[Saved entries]
____________________
PR #2361, opened 2026-07-19
fix(cua-driver): avoid SIGCHLD handler in doctor

### LINKED ISSUE #2348: cua-driver doctor aborts: panic inside wait_timeout SIGCHLD handler
## Summary

`cua-driver doctor` intermittently aborts with SIGABRT. The crash is a panic raised **inside a SIGCHLD handler**, which cannot unwind and therefore terminates the process via `std::process::abort`.

## Environment

- cua-driver **0.8.3**, `x86_64-unknown-linux-gnu` (official release tarball, `~/.cua-driver/packages/releases/0.8.3-x86_64-unknown-linux-gnu/cua-driver`)
- Manjaro Linux (stable), kernel 6.18.38-1-MANJARO
- glibc 2.42

## Reproduction

```sh
cua-driver doctor
```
____________________
• INSTRUCTIONS FOR THE TASK
Restate the entries above word for word.

• REPLY TO THE TASK
PR #2361, opened 2026-07-19
fix(cua-driver): avoid SIGCHLD handler in doctor

### LINKED ISSUE #2348: cua-driver doctor aborts: panic inside wait_timeout SIGCHLD handler
## Summary

`cua-driver doctor` intermittently aborts with SIGABRT. The crash is a panic raised **inside a SIGCHLD handler**, which cannot unwind and therefore terminates the process via `std::process::abort`.

## Environment

- cua-driver **0.8.3**, `x86_64-unknown-linux-gnu` (official release tarball, `~/.cua-driver/packages/releases/0.8.3-x86_64-unknown-linux-gnu/cua-driver`)
- Manjaro Linux (stable), kernel 6.18.38-1-MANJARO
- glibc 2.42

## Reproduction

```sh
cua-driver doctor
```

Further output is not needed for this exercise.